Publié le par la Rédaction


Présentée comme une prise d’otage tout à fait honteuse de pauvres petits cadres qui, au fond, sont de simples exécutants, la séquestration des patrons avec occupation des locaux est surtout le dernier moyen pour des salariés floués et continuellement sacrifiés de donner une dimension plus médiatique à leurs luttes et d’alerter sur les plans pas du tout sociaux qu’on leur impose. Alors en attendant les prochaines barricades, voilà un petit vade-mecum de la séquestration et de ses éventuelles conséquences.

Violence patronale contre violence salariale

La recette est vieille comme le monde : d’un côté nous avons un taulier bien gras qui exerce une violence, à savoir celle de fournir ou pas du travail, plaçant ainsi le salarié sous sa subordination, et en face nous avons les salariés qui doivent s’organiser collectivement afin de résister à cette violence et de lui répondre.
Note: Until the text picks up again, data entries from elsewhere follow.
PR #307, opened 2026-08-22
Show the rules to the people living under them, and who signed

rinat-enikeev:
Stacked on the model PR. This is the screen work, plus one defect the screens exposed.

The rules were only ever visible to someone deciding whether to join. A member who agreed months ago had no way back to the words they agreed to: the confirmation screen is gone by then, and the text lived in an invitation nobody keeps. The group screen shows them now, under their own name rather than as "INVITATION".

Each member carries their standing beside their name — signed, signed an earlier version, didn't sign, wrote them, or a signature that doesn't check out. The wording tracks `ChatJoinRequestCell`'s deliberately: a member's standing and a request's verdict are the same fact at two moments, and two vocabularies would read as two things.

Tapping a member opens what they signed and the bytes behind it. The screen is arranged around the export, because the interesting question about an agreement is nearly always asked somewhere else — to a moderator, a committee, someone deciding whether a person can be held to something.

**The defect, found by running it rather than reading it.** On Bob's own device, Bob was marked as never having signed the rules he had just agreed to. The invitation ships the directory "as known" and leaves the joiner's own row to the receiver, which backfills it from the active identity — and a backfill can reconstruct an alias and keys but not a signature. The joiner keeps no copy of what they sent, so the admitting device holds the only record. The invitation carries their row now, and the receiver's overwrite becomes a merge: alias and keys stay locally asserted (that overwrite exists so a sender can't mislabel us to ourselves), the agreement comes from the wire. Trusting it costs nothing — it's re-verified against that device's own sending key on every read.

That is the same shape as the propagation gap found in review on #301, in the one direction that review didn't reach.

Smaller decisions worth a look:

- The file is written **on appear, not on tap** — `ShareLink` needs a URL up front, and a share sheet waiting on a file write opens empty.
- It goes to the **temporary directory**. The copy that matters is the one the person sends; leaving proofs about other people lying around this device is a disclosure nobody asked for.
- The mark **replaces** the BLS prefix rather than crowding in beside it. The prefix stays for a group with no rules, which is also the only case where a row is inert — a chevron onto a sheet that would say "nothing to show" is an invitation to a dead end.
- Where the signed wording differs from the group's current rules, the **screen** says so as well as the file.

Twenty-one strings, en and ru. Screenshots of the members screen and the proof sheet are in the thread below.


dev-onym (commented):
**REQUEST_CHANGES** — the defect fix is right and well-argued; two things in the screens need another pass, plus one propagation gap the fix leaves open.

- `Packages/OnymInbox/Sources/OnymInbox/GroupStateVerifier.swift:339` — the admin's refresh reply builds a `GroupInvitationPayload` with **no `invitationMessage`**. A joiner whose invitation deferred with `.staleNeedsRefresh` materializes from *that* payload, so they land in a group whose rules are nil: no "GROUP RULES" section, `rulesStanding` returns `.noRules` for every member, no row is tappable — and their own agreement, which this PR just went to the trouble of shipping in `memberProfiles`, renders as "this group has no rules". Same shape as the gap you fixed, in the third direction. One-line fix: add `invitationMessage: group.invitationMessage`.
- `Packages/OnymChatsUI/Sources/OnymChatsUI/ChatMembersView.swift:305` — the mark *replaces* the BLS prefix, so in any group with rules no row shows a fingerprint, and the sheet doesn't show `memberBlsHex` either (title is the alias; only truncated sending key + signature). Two members self-asserting the same alias become indistinguishable everywhere in the roster. This contradicts the file's own contract at `ChatMembersView.swift:14-16` ("Always show the BLS-pubkey hex prefix… the fingerprint is the load-bearing identifier") and `MemberProfile.swift:15-18`, neither of which the diff updates. `ChatJoinRequestCell` keeps `inbox <fingerprint>` beside its verdict for exactly this reason. Second line, or fingerprint in the sheet.
- No tests, on a wire-behavior change. `JoinRequestApproverTests.swift` and `IncomingMessageDispatcherTests.swift` both exist and #303 set the precedent. Worth pinning: (a) approve ships the joiner's own row with `rulesHash`/`rulesSignature`/`rulesText`; (b) the merge at `IncomingMessageDispatcher.swift:447` keeps the wire agreement while alias/inbox/sending stay local; (c) Bob's standing is `.signed` post-materialize. `rulesStanding` and `GroupRulesProof` have no coverage at all today.
- `ChatMembersView.swift:430` — `rows(for:)` runs an Ed25519 verify per member inside `body`, so every state change re-verifies the whole roster (including each keystroke in the rename alert). Fine at 5 members, less so at 100; the value is a pure function of the group snapshot and could be computed once per group change.
- `MemberRulesProofView.swift:190` — the temp file is written and never removed. "Leaving proofs about other people lying around this device is a disclosure nobody asked for" is the stated goal, and `tmp` is only swept at the OS's discretion; a `try? FileManager.default.removeItem` on dismiss would actually deliver it.
- `ChatMembersView.swift:79` — `.sheet(item:)` yields an empty sheet if `currentGroup` is nil at present-time; and `row.profile` is a snapshot, so a profile update while the sheet is open leaves the proof stale against the group it's rendered beside.
- `ChatMembersView.swift:310` — `members.standing.<id>` is inside a `Button` label, which SwiftUI merges into one accessibility element; that identifier is probably not queryable from a UI test.
- Nit: `ChatJoinRequestCell.swift:239-247` says "Signed the group rules" / "Didn't sign the group rules" / "Their signature on the rules doesn't check out". The new keys drop "group" and "Their". If the two vocabularies are meant to read as one, share the strings rather than adding four near-duplicates for translators to drift apart.
- Nit: for `.author`, `GroupRulesProof` nils `rules`, so the chevron opens a sheet with no rules text and exports `"rules": null` — thin for the one member whose words they are.

dev-onym (commented):
REQUEST_CHANGES — the wire fixes are sound; one SwiftUI presentation issue the codebase already ruled on, plus smaller cleanups.

- **Two `.sheet(item:)` on one view.** `ChatMembersView.swift:79` and `:93` are chained on the same `Group`. This repo already hit that and documented the rule: `GateCheckRequiredView.swift:16` — *"two `.sheet` modifiers live on the same view here, and SwiftUI has a long history of only honoring one of them"* — and consolidated onto one `sheet(item:)` over an enum. Either the proof sheet or the admin's share-invite sheet can silently stop presenting; the second is the harder bug to notice because only admins reach it. Same fix here: one `enum ActiveSheet: Identifiable { case member(MemberRow); case shareInvite(ShareInviteFlow) }`.
- **Orphan string survived the de-duplication.** `Resources/Localizable.xcstrings:7827` still carries `"Wrote the rules"` (en + ru) with no Swift caller — the code uses `"Wrote the group rules"`. The commit says the four near-duplicates were deleted; this one wasn't, so translators still have two of it. That also makes the count 20 live strings, not 21.
- **"WHAT THEY SIGNED" over rules the member wrote.** `MemberRulesProofView.swift:104`: for `.author`, `proof.rules` is the current rules (`GroupRulesProof.swift:82`), so the heading sits directly under "Founders don't sign their own." The exported file dodges this by routing the author through `note`; the screen contradicts itself. Vary the heading on `proof.standing`.
- **Divergence re-derived by string compare.** `MemberRulesProofView.swift:112` uses `proof.rules != proof.currentRules`, while `GroupRulesProof.swift:198` deliberately single-sources the same fact from the standing ("a type whose thesis is single-sourced derivation should not answer the same question twice"). Same answer today; two answers the moment normalization changes. Use `proof.standing == .signedEarlierVersion`.
- **The self-row merge takes `nil` from the wire too.** `IncomingMessageDispatcher.swift:451-453` copies `wire?.rules*` unconditionally, and this path re-runs on every relay replay and on `insert(group)` for a group already on the device. An invitation or refresh reply from an admin that predates this PR carries no self row, so it overwrites a stored agreement with `nil` and the joiner is back to "didn't sign" — the exact defect this PR fixes, reachable by version skew rather than by code path. Fall back to the locally stored profile's rules when `wire` is nil; `groupRepository.currentGroups()` is already read 30 lines below.
- **The joiner can land on a red mark about themselves.** `JoinRequestApprover.swift:408` pairs `req.rulesHash/rulesSignature` with `anchored.invitationMessage`. That matches `recordJoiner` (`:732`) and is consistent, but a founder who edits the rules between request and approval now ships the joiner a row that resolves to `.doesNotVerify` / `.unknownRules` — "Their signature on the rules doesn't check out", about them, on their first look at the group. Consider only attaching the row when the approval verdict was `.agreed`; the admin's own copy can keep the fuller record.
- Minor: `writeFile()` (`MemberRulesProofView.swift:50`, `:205`) is synchronous encode-and-write on the MainActor via `.task`. Tiny JSON today, but it's on the sheet's first frame — `await Task.detached { ... }.value` costs nothing here.
- No tests in this PR; per the stack convention they land separately. The two wire fixes are the ones worth pinning — joiner materializes with `.signed`, and a refresh reply carries the rules — since both are invisible until someone runs it, which is how this defect was found in the first place.

dev-onym (commented):
**REQUEST_CHANGES** — the screens are well-made and the propagation fix is right, but the mark is wrong for two governance types and the receive-side merge has two holes.

- `ChatMembersView.swift:467` + `GroupRulesStanding.swift:105` — in **anarchy and one-on-one groups with rules, every row reads amber "Didn't sign the group rules"**, including the person who wrote them. `.author` is decided solely by `adminPubkeyHex`, which `CreateGroupInteractor` sets to `nil` for both types, and neither type has a signing flow at all (no join request, no approval). The rules field sits above the group-type picker in `CreateGroupView.swift:179`, so this is a default-reachable path, and `MemberRulesProofView`'s explanation — "joined before this group had rules, or from an app version that predates them" — is then simply false. Either suppress the mark where the group has no signing flow, or give that case its own standing.
- `IncomingMessageDispatcher.swift:455` — the stored-agreement floor looks the group up by `groupIDData` **without `ownerIdentityID`**, while every other lookup in this file pairs both (`:516`, `:301`). On a multi-identity device two rows exist for one group, so the floor can read the other identity's row and stamp its `rulesHash`/`rulesSignature`/`rulesText` onto this identity's self profile.
- `IncomingMessageDispatcher.swift:459` — `wire?.rulesSignature != nil ? wire : stored` makes any wire row with 64 bytes in it beat a stored agreement that *verifies*. Re-approval of an old pending request after a rules edit sends `rulesText: nil` with the signature intact (`JoinRequestApprover.swift:402`), downgrading the joiner's own row from `signed` to `unknownRules`. `MemberProfile.agreedToRules(groupID:)` is right there — prefer the wire only when it checks out.
- `MemberRulesProofView.swift:50,215` — `.task` fires once and `writeFile()` guards on `file == nil`, so when the group updates while the sheet is open the screen re-renders from the live group but **the exported file keeps the old bytes**. That's exactly the case `ChatMembersView.swift:105`'s comment exists to handle; `.task(id: proof)` plus dropping the previous file would close it.
- **No tests.** Four behaviour changes cross device boundaries here (invite carries the joiner's row, the merge floor, `textCovering`, the refresh reply carrying rules), and `JoinRequestApproverTests` / `IncomingMessageDispatcherTests` already have the fixtures for all of them. The PR's own framing is that this defect was found by running it rather than reading it — nothing in the diff stops it coming back.
- `Localizable.xcstrings` — the Russian strings gender the member as male where the English is deliberately neutral: "Составил правила группы", "ПРАВИЛА, КОТОРЫЕ **ОН** УСТАНОВИЛ", "Подписал…". Nominal phrasing ("Автор правил группы", "УСТАНОВЛЕННЫЕ ПРАВИЛА") keeps parity with the English.
- Nits: `mark(for:)` lives on `ChatMembersView` (`:381`) but is now shared vocabulary — it belongs beside `GroupRulesStanding` or in a small presentation type; `MemberRulesProofView.swift:261`'s Done button has no accessibility identifier while `:45`'s does; stray double blank line at `ChatMembersView.swift:55`.

Good calls worth keeping: writing on appear rather than on tap, the temp-directory choice, hoisting `rows(for:)` out of the `ForEach`, and `GroupStateVerifier.swift:341` — the refresh reply omitting the rules was a genuine third gap.

dev-onym (commented):
**REQUEST_CHANGES** — the model/UI work is sound and every invite path now carries the rules, but the fixed defect ships without a regression test and the new copy talks about you in the third person.

- `Packages/OnymChatsUI/Sources/OnymChatsUI/GroupRulesMark.swift:34` / `MemberRulesProofView.swift:87` — the whole vocabulary is third-person, borrowed from `ChatJoinRequestCell` where the subject is always someone else. On the row this PR exists for — the joiner looking at their own agreement, rendered right next to `(you)` (`ChatMembersView.swift:322`) — Bob reads "They read these rules and signed them…", and in the failing case "Their signature on the rules doesn't check out" about himself. The sheet title is his own alias. Needs an `isSelf`/second-person variant at least for the sheet's `explanation` and the `doesNotVerify` mark.
- No tests, for either fix. `Tests/OnymIOSTests/` already has `JoinRequestApproverTests`, `IncomingMessageDispatcherTests` and `JoinRequestAgreementTests` sitting on exactly these seams, and both behaviours are cheap to pin: `JoinRequestApprover.textCovering` (`JoinRequestApprover.swift:1063` — rules edited between request and approval ⇒ nil text ⇒ `unknownRules`, not `doesNotVerify`), and the three-way merge at `IncomingMessageDispatcher.swift:460-489` in its two stated skew cases (older admin sends no self row; re-approval sends signature with no text). The merge's failure mode is "a replay silently erases the agreement" — that is a regression test, not a comment.
- `Packages/OnymChatsUI/Sources/OnymChatsUI/ChatMembersView.swift:346` — the chevron is suppressed only for `.noRules`, but `GroupRulesMark` returns nil for `.notCollected` too (`GroupRulesMark.swift:34`). Such a row gets a chevron onto a sheet with no icon, no headline, and an "Export proof" button for a group that never collected one — the dead end the `.noRules` rule was written to avoid. Unreachable today (only `.tyranny` is produced), so it's cheap to fix now: gate on `GroupRulesMark(row.standing) == nil` rather than on `.noRules`.
- `Packages/OnymChatsUI/Sources/OnymChatsUI/ChatMembersView.swift:250` — the quadratic fix is right, but the linear cost stays: `rows(for:)` runs one Ed25519 verify plus a SHA-256 per member on the main actor on *every* body render, and this body re-renders off the group stream. A hundred-member group pays ~100 verifies per repaint. Worth deriving standings once per group snapshot (memoized on the group value) rather than per render.
- `Packages/OnymChatsUI/Sources/OnymChatsUI/MemberRulesProofView.swift:52` — `onDisappear` removes the file the share sheet was handed. `ShareLink(item: URL)` passes a reference, not a copy; extensions and AirDrop targets that read it lazily can lose the file if the sheet closes first. Deleting on the *next* write (which the code already does, line 240) and letting the OS sweep `tmp` is the safer half of this.
- i18n: the ru changes de-gender the marks ("Правила группы подписаны"), then the new explanations reintroduce slash-forms — "установил(а)", "прочитал(а)…подписал(а)" — on the same screen. Pick one register. Otherwise en+ru are complete: all 21 new keys resolve, no missing or ru-less entries.
- Nit: `Resources/Localizable.xcstrings` drops "Add a greeting, group rules, or policy…" outright; other dead keys in the file keep `"extractionState": "stale"`. Unrelated to this PR and it discards the ru translation.
- Nit: `IncomingMessageDispatcher.swift:456` — "like every other lookup in this file" isn't quite true; the replay shortcut at line 672 matches on `groupIDData` alone.

Verified as correct: all four `GroupInvitationPayload` construction sites now carry `invitationMessage`; the refresh reply also ships the joiner's own row via `memberProfiles`; the merge is owner-scoped; and a hostile admin can't forge a passing agreement — a bad `rulesText` re-verifies to `doesNotVerify`, and `stored` wins when it's the only record that verifies.

dev-onym (commented):
**REQUEST_CHANGES** — the screens and the propagation fix are right; three real defects and a test gap.

- `MemberRulesProofView.swift:247,257` — on a write failure `file` keeps its **previous** value, so the Export button stays live and shares the *old* proof's bytes. That is precisely the failure `.task(id: proof)` was added to prevent ("Whoever tapped Export would have sent the old ones"). Set `file = nil` before/alongside `writeError`.
- `MemberRulesProofView.swift:51-56,252` — the comment claims replacement-on-write covers "a proof about a different member left behind", but `@State file` resets on every sheet presentation. Open member A, dismiss, open member B → A's file is never the `previous` and survives in `tmp` indefinitely. The delete only covers a same-instance proof change. Either fix the claim or track leftovers outside the view (e.g. a per-group subdirectory swept on first write).
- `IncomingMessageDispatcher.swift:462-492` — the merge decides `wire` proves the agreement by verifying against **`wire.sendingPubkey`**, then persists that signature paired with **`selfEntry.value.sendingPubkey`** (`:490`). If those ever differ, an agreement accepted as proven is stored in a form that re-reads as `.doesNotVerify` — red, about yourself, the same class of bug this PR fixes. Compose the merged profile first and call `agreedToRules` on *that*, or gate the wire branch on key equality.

Et c’est là le fond de la question : comment lui répondre ? Les outils syndicaux et les structures de représentation du personnel paraissent totalement dépassées face à des multinationales aux profits scandaleux et qui n’hésitent pas à fermer des sites signant ainsi l’arrêt de mort de régions entières, et l’usine de Gandrange d’Arcelor-Mittal en est un bel exemple. Alors comment répondre à Mittal ou Molex qui méprisent royalement les avis des CE ? Est-ce que les expertises financières et les solutions proposées dans ce cadre vont suffire ? La fermeture de l’usine de Gandrange et l’obstination de ne pas maintenir l’usine Continental ouverte alors qu’un repreneur est intéressé parlent d’elles-mêmes : le taulier s’en fiche ! Il estime que le salarié fait partie des meubles, il est dans son usine alors il est à lui et il décide seul de son sort. Et bien puisqu’il est «chez lui», il aura le droit d’y rester !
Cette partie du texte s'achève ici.